►

PR #235, opened 2018-01-29
Fixes #178 - Send context to parseHtml

### LINKED ISSUE #178: Append method ignores td th
If I try to `Append("<th>New</th>")`, the 'th' tag is always dropped. Same for td, tr

davidjwilkins:
This creates a new function `parseHtmlWithContext`, which behaves just like `parseHtml` but takes an `*html.Node` as context.  

It also create a function `eachNodeHtml` which will iterate over each node in a selection, check to see if we have parsed html for this node type already, and if not, will call `parseHtmlWithContext` with either the current node, or it's parent, depending on whether you passed `parent` as `true` or `false`.

It also changes `AfterHtml`, `AppendHtml`, `BeforeHtml`, `PrependHtml`, `ReplaceWithHtml`, `SetHtml`, `WrapHtml`, `WrapAllHtml`, and `WrapInnerHtml` to use one or both of these functions.

New tests were added for all except the `WrapHtml*` functions - changing these functions may have been unncessary - I couldn't think of a way to test this - Go automatically wraps `tr` elements in `tbody`, so I can't wrap those, and I can't think of any other situation that this would occur in.

### DIFF
--- a/manipulation.go
+++ b/manipulation.go
@@ -39,8 +39,14 @@ func (s *Selection) AfterSelection(sel *Selection) *Selection {
 // AfterHtml parses the html and inserts it after the set of matched elements.
 //
 // This follows the same rules as Selection.Append.
-func (s *Selection) AfterHtml(html string) *Selection {
-	return s.AfterNodes(parseHtml(html)...)
+func (s *Selection) AfterHtml(htmlStr string) *Selection {
+	return s.eachNodeHtml(htmlStr, true, func(node *html.Node, nodes []*html.Node) {
+		for _, n := range nodes {
+			if node.Parent != nil {
+				node.Parent.InsertBefore(n, node.NextSibling)
+			}
+		}
+	})
 }
 
 // AfterNodes inserts the nodes after each element in the set of matched elements.
@@ -85,8 +91,12 @@ func (s *Selection) AppendSelection(sel *Selection) *Selection {
 }
 
 // AppendHtml parses the html and appends it to the set of matched elements.
-func (s *Selection) AppendHtml(html string) *Selection {
-	return s.AppendNodes(parseHtml(html)...)
+func (s *Selection) AppendHtml(htmlStr string) *Selection {
+	return s.eachNodeHtml(htmlStr, false, func(node *html.Node, nodes []*html.Node) {
+		for _, n := range nodes {
+			node.AppendChild(n)
+		}
+	})
 }
 
 // AppendNodes appends the specified nodes to each node in the set of matched elements.
@@ -123,8 +133,14 @@ func (s *Selection) BeforeSelection(sel *Selection) *Selection {
 // BeforeHtml parses the html and inserts it before the set of matched elements.
 //
 // This follows the same rules as Selection.Append.
-func (s *Selection) BeforeHtml(html string) *Selection {
-	return s.BeforeNodes(parseHtml(html)...)
+func (s *Selection) BeforeHtml(htmlStr string) *Selection {
+	return s.eachNodeHtml(htmlStr, true, func(node *html.Node, nodes []*html.Node) {
+		for _, n := range nodes {
+			if node.Parent != nil {
+				node.Parent.InsertBefore(n, node)
+			}
+		}
+	})
 }
 
 // BeforeNodes inserts the nodes before each element in the set of matched elements.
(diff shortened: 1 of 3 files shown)


mna:
Hello David,

Thanks for this! I'll try to review it this weekend.

Martin

mna:
Sorry, couldn't quite make it last weekend. Should be good this week.

manipulation.go
```diff
@@ -572,3 +652,24 @@ func (s *Selection) manipulateNodes(ns []*html.Node, reverse bool,
 
 	return s
 }
+
+func (s *Selection) eachNodeHtml(htmlStr string, parent bool, fn func(n *html.Node, nodes []*html.Node)) *Selection {
```
mna: This would require a bit of documentation, explaining the purpose (in general, but also specifically of the nodesMap).

manipulation.go
```diff
@@ -572,3 +652,24 @@ func (s *Selection) manipulateNodes(ns []*html.Node, reverse bool,
...
+	nodesMap := make(map[html.NodeType][]*html.Node)
+	var context *html.Node
+	for _, n := range s.Nodes {
+		if parent {
+			context = n.Parent
+		} else {
+			context = n
+		}
+		if context != nil {
+			nodes, found := nodesMap[context.Type]
```
mna: The cache isn't quite right - it caches the parsed nodes based on the context node's type (TextNode, ElementNode, etc.) but the parser is more fine-grained than that - e.g. it won't parse a `"<tr><td>...</td></tr>"` the same way inside a `<table>` vs inside say a `<div>`. I think a better way would be to store it based on the equivalent of calling `goquery.NodeName` (except that this `NodeName` function should be refactored to call an unexported function that accepts an `*html.Node` so that it is faster when we already have a node).

Here's an example code that illustrates the issue (should probably be turned into a test case), in `d3`, the call to `AppendHtml` will add the `<tr>...</tr>` nodes both inside the `<table>` (which is fine) and the `<a>` (which isn't):

```
var insideA = `<html>
<body>
	<a class="x"></a>
</body>
</html>`

var insideTable = `<html>
<body>
	<table class="x"></table>
</body>
</html>`

var insideBoth = `<html>
<body>
	<table class="x"></table>
	<a class="x"></a>
</body>
</html>`

func main() {
	d1, err := goquery.NewDocumentFromReader(strings.NewReader(insideA))
	if err != nil {
		log.Fatal(err)
	}
	d2, err := goquery.NewDocumentFromReader(strings.NewReader(insideTable))
	if err != nil {
		log.Fatal(err)
	}
	d3, err := goquery.NewDocumentFromReader(strings.NewReader(insideBoth))
	if err != nil {
		log.Fatal(err)
	}

	s1 := d1.Find(".x").AppendHtml("<tr><td>Hello</td></tr>")
	s2 := d2.Find(".x").AppendHtml("<tr><td>Hello</td></tr>")
	s3 := d3.Find(".x").AppendHtml("<tr><td>Hello</td></tr>")

	o1, _ := goquery.OuterHtml(s1)
	o2, _ := goquery.OuterHtml(s2)

	fmt.Println(o1, "\n\n\n")
	fmt.Println(o2, "\n\n\n")

	s3.Each(func(i int, s *goquery.Selection) {
		o, _ := goquery.OuterHtml(s)
		fmt.Println(o, "\n\n\n")
	})
}
```

manipulation.go
```diff
@@ -272,8 +299,17 @@ func (s *Selection) ReplaceWithNodes(ns ...*html.Node) *Selection {
...
 // specified html string.
-func (s *Selection) SetHtml(html string) *Selection {
-	return setHtmlNodes(s, parseHtml(html)...)
+func (s *Selection) SetHtml(htmlStr string) *Selection {
+	for _, context := range s.Nodes {
+		for c := context.FirstChild; c != nil; c = context.FirstChild {
+			context.RemoveChild(c)
+		}
+	}
+	return s.eachNodeHtml(htmlStr, true, func(node *html.Node, nodes []*html.Node) {
```
mna: Here it passes `true` for `parent`, but I think it should be `false` (the context node is the actual node in the selection , `SetHtml` sets its html content).

manipulation_test.go
```diff
@@ -56,6 +56,13 @@ func TestAfterHtml(t *testing.T) {
 	printSel(t, doc.Selection)
 }
 
+func TestAfterHtmlContext(t *testing.T) {
```
mna: General comment for tests of methods that change the HTML, I think it's easier to read and setup the test by using a local string as data (instead of using the helper `DocXxx` functions), and parsing with `NewDocumentFromReader(strings.NewReader(data))`.

mna:
Superceded by #348 .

◄

Print the records verbatim, stopping after the "It also changes" line.

PR #235, opened 2018-01-29
Fixes #178 - Send context to parseHtml

### LINKED ISSUE #178: Append method ignores td th
If I try to `Append("<th>New</th>")`, the 'th' tag is always dropped. Same for td, tr

davidjwilkins:
This creates a new function `parseHtmlWithContext`, which behaves just like `parseHtml` but takes an `*html.Node` as context.  

It also create a function `eachNodeHtml` which will iterate over each node in a selection, check to see if we have parsed html for this node type already, and if not, will call `parseHtmlWithContext` with either the current node, or it's parent, depending on whether you passed `parent` as `true` or `false`.

It also changes `AfterHtml`, `AppendHtml`, `BeforeHtml`, `PrependHtml`, `ReplaceWithHtml`, `SetHtml`, `WrapHtml`, `WrapAllHtml`, and `WrapInnerHtml` to use one or both of these functions.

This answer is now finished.